[EXERCISE PROMPT] Report every line of the data where the string "berikv" appears.

[Data excerpts]
########

PR #840, opened 2023-02-24
Use textInput for enter pressKey

berikv:
## Proposed Changes

Use `inputText "\n"` for `keyPress: enter` on iOS

## Issues Fixed

### DIFF
--- a/maestro-ios/src/main/java/ios/xctest/XCTestIOSDevice.kt
+++ b/maestro-ios/src/main/java/ios/xctest/XCTestIOSDevice.kt
@@ -91,7 +91,9 @@ class XCTestIOSDevice(
     }
 
     override fun pressKey(code: Int): Result<Unit, Throwable> {
-        error("Not supported")
+        return runCatching {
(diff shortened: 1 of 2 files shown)


maestro-ios/src/main/java/ios/xctest/XCTestIOSDevice.kt
```diff
@@ -91,7 +91,9 @@ class XCTestIOSDevice(
     }
 
     override fun pressKey(code: Int): Result<Unit, Throwable> {
-        error("Not supported")
+        return runCatching {
+            client.inputText("\n")
+        }
```
igorsmotto, line 96: Should return an error if code != 40?

igorsmotto (approved):

maestro-ios/src/main/java/ios/xctest/XCTestIOSDevice.kt
berikv: Thanks for the suggestion, that would be better.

########

[WRITTEN RESPONSE]
berikv:
berikv: Thanks for the suggestion, that would be better.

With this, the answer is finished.